TASK GOAL - Go over the data below line by line, and state how many lines contain the string "works". Give the number only.

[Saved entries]

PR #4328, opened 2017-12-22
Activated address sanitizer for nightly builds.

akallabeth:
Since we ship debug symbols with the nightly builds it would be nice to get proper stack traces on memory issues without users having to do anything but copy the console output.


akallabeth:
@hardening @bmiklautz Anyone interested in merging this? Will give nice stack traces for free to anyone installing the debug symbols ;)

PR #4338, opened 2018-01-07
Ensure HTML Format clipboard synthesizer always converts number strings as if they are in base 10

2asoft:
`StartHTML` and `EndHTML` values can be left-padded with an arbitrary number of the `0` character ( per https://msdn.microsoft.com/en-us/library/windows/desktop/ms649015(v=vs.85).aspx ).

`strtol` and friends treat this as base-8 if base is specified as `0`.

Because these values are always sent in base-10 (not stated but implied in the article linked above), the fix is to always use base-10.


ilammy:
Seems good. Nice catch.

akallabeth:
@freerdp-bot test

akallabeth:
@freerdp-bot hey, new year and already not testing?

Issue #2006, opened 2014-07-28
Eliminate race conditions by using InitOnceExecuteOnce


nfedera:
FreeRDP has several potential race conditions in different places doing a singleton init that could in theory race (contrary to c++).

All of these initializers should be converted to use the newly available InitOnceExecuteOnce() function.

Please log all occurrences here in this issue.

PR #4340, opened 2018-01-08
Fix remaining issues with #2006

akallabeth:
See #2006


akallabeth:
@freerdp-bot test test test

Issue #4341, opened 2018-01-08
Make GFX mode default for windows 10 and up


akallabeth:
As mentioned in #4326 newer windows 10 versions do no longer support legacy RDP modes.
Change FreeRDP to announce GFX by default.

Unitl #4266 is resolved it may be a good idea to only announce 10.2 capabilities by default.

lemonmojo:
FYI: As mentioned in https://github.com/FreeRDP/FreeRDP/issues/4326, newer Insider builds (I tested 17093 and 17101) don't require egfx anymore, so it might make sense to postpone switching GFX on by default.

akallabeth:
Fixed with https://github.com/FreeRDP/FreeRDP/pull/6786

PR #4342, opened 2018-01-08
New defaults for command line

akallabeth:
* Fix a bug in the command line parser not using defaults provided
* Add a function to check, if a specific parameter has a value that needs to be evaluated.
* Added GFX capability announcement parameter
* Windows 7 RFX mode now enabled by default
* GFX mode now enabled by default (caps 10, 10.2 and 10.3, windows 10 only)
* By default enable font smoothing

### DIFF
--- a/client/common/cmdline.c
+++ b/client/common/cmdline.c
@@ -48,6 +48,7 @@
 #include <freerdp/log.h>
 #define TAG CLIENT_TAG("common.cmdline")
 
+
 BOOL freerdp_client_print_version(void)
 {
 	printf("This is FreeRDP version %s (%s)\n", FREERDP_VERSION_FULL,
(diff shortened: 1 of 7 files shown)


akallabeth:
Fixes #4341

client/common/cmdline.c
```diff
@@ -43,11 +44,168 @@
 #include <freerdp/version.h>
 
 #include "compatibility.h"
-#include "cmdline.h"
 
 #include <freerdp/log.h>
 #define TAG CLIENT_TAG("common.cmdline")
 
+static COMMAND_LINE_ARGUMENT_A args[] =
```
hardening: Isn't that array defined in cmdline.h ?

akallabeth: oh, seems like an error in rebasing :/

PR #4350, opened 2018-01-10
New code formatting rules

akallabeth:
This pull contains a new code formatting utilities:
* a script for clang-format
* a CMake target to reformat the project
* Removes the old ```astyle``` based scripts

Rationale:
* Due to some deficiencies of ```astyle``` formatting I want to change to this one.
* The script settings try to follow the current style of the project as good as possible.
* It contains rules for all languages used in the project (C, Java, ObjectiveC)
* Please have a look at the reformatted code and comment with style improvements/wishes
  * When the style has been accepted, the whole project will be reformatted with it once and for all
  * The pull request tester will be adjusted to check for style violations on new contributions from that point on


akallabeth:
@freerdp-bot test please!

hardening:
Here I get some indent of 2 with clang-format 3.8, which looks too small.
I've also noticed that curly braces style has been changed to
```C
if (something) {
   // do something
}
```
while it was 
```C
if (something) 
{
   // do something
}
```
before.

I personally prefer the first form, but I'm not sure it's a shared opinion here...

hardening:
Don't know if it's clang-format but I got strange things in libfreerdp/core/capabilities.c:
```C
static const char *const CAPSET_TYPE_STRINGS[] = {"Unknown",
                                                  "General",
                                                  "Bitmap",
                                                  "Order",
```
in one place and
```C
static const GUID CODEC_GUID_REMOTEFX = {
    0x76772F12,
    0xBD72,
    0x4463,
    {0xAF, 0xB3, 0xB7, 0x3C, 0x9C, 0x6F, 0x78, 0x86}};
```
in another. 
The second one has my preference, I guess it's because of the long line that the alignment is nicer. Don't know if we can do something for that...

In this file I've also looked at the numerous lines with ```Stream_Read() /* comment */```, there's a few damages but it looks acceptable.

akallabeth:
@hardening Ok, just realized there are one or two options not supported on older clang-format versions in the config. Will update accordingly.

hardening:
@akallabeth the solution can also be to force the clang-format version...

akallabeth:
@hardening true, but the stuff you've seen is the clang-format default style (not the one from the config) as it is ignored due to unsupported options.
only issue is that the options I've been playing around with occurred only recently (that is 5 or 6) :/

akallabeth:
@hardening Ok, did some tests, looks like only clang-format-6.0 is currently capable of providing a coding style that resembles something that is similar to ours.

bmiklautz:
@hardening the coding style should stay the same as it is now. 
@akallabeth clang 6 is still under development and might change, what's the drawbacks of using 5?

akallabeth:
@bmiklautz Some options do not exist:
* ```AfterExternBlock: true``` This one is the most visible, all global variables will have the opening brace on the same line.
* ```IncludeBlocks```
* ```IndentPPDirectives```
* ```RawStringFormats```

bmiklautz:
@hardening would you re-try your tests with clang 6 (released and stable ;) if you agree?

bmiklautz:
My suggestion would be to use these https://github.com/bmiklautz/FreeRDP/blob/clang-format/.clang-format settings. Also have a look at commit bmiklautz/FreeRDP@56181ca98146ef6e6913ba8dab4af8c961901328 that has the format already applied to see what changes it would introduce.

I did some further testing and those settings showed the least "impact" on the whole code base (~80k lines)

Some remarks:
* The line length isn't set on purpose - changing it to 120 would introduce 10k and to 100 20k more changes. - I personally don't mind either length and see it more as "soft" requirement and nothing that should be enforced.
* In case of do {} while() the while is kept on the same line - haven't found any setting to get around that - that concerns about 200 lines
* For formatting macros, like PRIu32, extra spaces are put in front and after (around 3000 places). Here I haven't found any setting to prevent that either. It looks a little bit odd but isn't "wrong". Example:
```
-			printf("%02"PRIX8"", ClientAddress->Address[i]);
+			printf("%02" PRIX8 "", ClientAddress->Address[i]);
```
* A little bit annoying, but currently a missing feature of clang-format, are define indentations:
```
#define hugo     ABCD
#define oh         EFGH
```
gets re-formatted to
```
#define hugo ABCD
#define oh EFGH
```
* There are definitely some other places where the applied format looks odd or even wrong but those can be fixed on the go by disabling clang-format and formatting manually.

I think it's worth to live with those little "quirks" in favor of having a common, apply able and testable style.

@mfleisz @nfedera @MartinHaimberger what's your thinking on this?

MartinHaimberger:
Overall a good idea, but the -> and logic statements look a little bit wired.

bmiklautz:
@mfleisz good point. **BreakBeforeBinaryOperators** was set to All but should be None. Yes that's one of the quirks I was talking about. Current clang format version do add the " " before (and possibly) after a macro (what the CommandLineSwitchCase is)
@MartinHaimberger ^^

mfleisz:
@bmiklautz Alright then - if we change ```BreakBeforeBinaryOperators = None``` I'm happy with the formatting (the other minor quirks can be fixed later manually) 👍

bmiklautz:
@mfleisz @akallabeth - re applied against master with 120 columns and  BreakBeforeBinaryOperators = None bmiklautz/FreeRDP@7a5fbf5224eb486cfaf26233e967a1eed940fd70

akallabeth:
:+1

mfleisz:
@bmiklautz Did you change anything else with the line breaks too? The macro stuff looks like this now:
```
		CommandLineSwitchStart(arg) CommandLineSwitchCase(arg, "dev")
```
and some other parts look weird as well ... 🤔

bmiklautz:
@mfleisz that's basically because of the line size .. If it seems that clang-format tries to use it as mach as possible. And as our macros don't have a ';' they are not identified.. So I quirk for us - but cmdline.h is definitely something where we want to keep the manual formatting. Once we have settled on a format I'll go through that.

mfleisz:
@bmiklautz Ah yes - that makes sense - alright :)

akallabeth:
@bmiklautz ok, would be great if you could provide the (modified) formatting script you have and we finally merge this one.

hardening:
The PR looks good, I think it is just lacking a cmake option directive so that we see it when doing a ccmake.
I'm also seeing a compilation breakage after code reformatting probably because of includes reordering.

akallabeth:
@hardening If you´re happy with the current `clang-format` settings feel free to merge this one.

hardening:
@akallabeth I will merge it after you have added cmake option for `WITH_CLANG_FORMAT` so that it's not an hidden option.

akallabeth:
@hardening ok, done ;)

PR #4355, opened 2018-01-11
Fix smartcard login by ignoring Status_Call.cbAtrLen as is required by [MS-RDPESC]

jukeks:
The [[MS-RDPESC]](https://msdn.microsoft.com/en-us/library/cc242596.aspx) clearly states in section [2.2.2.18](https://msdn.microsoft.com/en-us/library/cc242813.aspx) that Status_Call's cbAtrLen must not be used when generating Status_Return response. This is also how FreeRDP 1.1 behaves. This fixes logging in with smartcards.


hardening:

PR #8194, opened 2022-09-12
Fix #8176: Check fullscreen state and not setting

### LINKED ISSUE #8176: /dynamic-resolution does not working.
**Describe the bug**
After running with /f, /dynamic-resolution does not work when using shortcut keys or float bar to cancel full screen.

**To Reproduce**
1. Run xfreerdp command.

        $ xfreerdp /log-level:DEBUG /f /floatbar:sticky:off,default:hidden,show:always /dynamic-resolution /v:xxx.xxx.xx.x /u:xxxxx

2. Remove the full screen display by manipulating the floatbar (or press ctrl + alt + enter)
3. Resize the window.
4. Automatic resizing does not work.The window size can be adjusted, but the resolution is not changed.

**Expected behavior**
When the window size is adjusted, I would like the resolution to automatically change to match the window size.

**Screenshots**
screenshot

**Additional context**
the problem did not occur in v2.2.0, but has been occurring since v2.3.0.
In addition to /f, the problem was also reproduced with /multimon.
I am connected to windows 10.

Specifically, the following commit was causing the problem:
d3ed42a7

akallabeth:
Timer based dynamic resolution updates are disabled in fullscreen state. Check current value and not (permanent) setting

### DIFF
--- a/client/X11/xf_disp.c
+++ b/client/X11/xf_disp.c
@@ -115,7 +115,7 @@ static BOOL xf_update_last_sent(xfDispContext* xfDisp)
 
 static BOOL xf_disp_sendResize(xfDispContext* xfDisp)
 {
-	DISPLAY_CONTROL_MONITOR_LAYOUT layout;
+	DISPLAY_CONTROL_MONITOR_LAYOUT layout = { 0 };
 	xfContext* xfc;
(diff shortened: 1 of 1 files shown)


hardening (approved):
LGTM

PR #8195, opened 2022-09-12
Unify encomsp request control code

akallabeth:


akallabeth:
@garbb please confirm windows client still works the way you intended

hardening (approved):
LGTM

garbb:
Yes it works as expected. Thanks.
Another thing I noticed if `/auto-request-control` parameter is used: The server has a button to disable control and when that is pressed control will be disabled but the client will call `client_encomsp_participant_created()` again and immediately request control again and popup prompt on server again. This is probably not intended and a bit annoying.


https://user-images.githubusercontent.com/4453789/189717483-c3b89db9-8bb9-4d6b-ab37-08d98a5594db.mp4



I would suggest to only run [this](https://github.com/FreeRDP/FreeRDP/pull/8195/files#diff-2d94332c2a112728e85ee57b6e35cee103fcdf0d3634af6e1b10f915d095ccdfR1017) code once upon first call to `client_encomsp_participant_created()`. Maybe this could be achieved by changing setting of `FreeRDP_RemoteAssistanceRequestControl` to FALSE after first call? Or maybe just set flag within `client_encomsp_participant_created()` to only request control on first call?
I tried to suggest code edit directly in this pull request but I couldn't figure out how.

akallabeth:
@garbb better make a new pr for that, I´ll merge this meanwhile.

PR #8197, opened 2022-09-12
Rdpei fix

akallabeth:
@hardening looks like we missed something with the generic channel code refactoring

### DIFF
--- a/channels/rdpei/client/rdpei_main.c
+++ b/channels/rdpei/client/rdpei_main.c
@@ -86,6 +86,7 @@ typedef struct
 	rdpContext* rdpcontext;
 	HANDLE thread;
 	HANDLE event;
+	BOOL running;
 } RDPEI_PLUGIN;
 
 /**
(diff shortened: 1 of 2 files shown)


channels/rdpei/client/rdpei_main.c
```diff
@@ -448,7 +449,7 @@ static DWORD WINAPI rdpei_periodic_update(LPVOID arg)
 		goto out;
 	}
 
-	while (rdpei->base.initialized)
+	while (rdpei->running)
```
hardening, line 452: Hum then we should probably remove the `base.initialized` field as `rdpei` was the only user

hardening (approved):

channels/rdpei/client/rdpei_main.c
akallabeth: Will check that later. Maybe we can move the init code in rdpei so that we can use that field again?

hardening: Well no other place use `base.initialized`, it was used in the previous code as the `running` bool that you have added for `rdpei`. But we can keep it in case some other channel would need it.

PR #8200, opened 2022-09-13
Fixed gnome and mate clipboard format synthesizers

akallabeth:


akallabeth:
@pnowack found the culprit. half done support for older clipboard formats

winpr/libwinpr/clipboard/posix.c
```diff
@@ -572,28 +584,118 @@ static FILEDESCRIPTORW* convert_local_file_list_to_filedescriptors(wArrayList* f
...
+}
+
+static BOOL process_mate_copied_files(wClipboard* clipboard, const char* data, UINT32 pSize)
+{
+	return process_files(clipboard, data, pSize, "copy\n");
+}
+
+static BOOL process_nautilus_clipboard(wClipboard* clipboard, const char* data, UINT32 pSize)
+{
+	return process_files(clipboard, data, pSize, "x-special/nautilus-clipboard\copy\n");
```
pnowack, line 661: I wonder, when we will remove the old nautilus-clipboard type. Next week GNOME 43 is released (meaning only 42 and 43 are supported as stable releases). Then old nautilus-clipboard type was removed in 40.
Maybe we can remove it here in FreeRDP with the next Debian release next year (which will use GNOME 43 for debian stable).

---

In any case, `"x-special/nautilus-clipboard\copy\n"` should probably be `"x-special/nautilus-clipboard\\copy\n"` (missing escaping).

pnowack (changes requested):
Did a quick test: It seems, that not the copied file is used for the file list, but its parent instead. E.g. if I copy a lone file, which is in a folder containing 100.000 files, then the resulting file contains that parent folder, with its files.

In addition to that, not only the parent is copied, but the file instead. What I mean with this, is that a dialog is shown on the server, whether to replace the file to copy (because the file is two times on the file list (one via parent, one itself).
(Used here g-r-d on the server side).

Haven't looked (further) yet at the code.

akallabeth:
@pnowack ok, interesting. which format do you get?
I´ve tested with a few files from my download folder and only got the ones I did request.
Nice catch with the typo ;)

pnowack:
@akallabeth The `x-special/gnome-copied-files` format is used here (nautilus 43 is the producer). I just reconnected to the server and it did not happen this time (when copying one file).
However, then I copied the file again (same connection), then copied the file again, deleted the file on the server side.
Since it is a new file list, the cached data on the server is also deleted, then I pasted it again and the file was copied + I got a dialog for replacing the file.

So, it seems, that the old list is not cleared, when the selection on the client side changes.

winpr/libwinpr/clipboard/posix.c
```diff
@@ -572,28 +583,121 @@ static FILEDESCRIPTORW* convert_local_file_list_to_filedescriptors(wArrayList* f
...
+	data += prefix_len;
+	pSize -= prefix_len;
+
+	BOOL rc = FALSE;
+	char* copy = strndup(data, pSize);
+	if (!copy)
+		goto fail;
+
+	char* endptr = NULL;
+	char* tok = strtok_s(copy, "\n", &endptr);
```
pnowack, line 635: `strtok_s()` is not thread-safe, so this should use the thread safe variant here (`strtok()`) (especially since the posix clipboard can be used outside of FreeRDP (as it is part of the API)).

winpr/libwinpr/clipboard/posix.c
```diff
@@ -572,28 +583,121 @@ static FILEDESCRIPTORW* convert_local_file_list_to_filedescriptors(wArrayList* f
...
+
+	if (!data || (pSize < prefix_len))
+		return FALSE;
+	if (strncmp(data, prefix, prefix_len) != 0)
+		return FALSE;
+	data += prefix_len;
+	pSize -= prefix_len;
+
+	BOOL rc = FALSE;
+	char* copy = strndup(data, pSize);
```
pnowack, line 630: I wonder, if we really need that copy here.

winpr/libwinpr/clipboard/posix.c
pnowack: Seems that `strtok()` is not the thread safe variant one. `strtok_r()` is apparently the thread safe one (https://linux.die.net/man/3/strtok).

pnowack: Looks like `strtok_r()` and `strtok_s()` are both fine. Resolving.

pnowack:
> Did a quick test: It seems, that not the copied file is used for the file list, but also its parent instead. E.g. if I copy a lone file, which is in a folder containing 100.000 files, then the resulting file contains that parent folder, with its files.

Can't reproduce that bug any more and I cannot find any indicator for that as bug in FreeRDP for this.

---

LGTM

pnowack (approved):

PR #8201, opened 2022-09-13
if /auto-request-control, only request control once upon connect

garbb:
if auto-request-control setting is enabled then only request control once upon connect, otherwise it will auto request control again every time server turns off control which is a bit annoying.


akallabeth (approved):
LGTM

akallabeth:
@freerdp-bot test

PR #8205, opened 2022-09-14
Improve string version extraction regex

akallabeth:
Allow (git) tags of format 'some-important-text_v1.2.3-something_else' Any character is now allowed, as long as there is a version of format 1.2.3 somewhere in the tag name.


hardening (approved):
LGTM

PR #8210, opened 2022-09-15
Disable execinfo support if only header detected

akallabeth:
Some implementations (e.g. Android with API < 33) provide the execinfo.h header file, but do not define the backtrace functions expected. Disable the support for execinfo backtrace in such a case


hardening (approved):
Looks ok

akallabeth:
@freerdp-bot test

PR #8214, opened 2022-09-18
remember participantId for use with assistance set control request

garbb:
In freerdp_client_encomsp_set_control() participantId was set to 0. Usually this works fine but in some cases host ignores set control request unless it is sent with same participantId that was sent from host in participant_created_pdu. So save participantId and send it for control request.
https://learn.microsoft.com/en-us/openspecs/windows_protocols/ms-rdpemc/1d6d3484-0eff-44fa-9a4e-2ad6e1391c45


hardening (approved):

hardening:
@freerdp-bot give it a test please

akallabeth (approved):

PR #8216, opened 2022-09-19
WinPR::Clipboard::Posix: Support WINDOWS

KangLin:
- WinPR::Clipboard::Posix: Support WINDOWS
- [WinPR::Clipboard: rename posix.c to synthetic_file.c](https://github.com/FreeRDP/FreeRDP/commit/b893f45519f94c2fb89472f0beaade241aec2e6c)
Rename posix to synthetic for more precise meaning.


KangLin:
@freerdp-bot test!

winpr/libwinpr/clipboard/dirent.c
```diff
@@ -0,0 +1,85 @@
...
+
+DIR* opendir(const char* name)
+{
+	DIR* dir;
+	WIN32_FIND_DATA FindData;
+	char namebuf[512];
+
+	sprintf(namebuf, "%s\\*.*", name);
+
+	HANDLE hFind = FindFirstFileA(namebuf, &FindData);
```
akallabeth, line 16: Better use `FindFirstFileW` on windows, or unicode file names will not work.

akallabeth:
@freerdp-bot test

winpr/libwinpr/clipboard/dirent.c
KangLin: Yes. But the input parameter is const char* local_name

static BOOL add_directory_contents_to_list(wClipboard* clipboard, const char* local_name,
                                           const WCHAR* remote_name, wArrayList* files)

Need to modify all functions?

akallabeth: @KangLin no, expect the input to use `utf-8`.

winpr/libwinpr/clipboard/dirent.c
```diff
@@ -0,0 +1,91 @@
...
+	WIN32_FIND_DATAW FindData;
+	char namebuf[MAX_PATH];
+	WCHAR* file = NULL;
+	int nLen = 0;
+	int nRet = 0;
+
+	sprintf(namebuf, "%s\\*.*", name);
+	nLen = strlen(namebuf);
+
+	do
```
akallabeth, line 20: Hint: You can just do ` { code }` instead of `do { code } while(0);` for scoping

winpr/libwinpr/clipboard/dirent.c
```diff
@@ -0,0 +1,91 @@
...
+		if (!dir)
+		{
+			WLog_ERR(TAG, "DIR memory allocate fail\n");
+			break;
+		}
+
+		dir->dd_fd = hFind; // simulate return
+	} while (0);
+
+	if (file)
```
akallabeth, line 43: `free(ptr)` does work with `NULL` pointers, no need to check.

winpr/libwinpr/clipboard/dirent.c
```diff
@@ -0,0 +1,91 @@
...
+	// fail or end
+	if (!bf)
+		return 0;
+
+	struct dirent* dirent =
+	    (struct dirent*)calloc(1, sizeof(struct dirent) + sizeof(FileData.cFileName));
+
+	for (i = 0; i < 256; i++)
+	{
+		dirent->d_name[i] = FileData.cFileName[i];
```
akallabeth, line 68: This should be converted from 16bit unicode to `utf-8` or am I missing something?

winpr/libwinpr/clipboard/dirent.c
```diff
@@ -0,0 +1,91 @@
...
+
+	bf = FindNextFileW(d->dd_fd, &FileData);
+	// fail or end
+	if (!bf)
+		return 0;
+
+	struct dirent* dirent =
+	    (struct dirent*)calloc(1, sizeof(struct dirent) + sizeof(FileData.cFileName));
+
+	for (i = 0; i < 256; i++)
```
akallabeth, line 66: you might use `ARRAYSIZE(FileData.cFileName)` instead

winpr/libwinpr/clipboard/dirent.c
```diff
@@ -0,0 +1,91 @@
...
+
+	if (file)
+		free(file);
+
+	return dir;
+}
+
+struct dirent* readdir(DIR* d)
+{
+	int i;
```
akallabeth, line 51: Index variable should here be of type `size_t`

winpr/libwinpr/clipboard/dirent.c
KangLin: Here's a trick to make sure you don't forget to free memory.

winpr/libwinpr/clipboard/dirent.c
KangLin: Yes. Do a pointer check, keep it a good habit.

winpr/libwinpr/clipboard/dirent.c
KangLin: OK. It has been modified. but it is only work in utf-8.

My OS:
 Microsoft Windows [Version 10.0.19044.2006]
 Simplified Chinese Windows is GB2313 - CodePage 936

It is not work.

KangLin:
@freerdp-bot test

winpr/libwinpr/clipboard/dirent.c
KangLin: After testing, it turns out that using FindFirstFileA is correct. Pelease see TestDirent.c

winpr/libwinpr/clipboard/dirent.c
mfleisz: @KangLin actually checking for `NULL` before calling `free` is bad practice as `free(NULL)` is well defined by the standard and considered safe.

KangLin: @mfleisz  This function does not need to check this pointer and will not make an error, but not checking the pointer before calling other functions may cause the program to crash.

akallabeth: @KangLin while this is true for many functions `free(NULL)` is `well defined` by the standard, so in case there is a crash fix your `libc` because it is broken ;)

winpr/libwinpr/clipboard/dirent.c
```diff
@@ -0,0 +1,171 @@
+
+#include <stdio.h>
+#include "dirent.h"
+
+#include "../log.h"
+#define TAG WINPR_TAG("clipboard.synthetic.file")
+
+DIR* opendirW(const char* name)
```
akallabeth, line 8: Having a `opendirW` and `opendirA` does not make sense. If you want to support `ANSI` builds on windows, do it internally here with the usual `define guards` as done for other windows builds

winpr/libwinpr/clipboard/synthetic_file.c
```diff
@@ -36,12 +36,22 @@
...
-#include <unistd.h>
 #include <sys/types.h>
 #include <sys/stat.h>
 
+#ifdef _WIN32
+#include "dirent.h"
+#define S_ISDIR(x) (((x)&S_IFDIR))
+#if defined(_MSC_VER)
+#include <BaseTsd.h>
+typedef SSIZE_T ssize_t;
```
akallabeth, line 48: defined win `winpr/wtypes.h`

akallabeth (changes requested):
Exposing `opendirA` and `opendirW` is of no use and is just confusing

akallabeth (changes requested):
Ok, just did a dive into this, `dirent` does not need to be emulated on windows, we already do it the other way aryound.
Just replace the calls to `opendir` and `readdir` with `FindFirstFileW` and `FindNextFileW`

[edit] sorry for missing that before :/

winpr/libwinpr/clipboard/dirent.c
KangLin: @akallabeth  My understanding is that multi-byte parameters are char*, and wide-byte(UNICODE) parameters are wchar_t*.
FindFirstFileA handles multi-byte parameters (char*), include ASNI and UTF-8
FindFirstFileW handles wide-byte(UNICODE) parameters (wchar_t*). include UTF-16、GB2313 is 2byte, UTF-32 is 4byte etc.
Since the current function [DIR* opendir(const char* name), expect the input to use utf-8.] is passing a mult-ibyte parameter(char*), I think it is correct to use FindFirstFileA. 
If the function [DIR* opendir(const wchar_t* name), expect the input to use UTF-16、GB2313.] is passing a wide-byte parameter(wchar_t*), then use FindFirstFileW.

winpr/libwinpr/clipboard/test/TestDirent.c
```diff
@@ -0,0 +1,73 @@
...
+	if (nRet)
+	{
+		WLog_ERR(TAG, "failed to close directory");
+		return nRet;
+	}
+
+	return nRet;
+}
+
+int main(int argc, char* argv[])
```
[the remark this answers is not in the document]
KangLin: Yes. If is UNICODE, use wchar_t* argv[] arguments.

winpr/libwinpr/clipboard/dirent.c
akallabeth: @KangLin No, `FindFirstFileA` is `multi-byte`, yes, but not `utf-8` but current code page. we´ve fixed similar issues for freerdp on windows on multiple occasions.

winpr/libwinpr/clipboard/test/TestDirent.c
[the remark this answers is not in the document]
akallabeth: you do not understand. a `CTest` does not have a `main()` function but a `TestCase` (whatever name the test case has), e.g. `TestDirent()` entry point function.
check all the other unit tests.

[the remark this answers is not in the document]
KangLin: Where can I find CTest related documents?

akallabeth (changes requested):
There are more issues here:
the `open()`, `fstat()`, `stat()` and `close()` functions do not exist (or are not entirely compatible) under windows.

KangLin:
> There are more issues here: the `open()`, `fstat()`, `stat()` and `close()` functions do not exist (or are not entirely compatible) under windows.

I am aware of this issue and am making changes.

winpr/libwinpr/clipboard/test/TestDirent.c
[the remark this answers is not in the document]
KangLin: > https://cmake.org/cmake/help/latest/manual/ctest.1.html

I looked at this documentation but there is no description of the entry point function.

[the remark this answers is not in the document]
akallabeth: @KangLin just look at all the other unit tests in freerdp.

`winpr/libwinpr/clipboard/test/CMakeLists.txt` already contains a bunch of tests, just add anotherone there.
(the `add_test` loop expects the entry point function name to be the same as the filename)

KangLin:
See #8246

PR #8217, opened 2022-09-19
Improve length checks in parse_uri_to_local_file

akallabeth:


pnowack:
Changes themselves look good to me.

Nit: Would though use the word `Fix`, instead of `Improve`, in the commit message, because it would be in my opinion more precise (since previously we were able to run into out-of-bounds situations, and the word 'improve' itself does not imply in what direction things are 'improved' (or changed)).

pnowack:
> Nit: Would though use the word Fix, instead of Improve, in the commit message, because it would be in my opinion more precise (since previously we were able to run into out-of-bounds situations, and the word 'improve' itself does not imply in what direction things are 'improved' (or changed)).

RESULT FOR THIS TASK - 3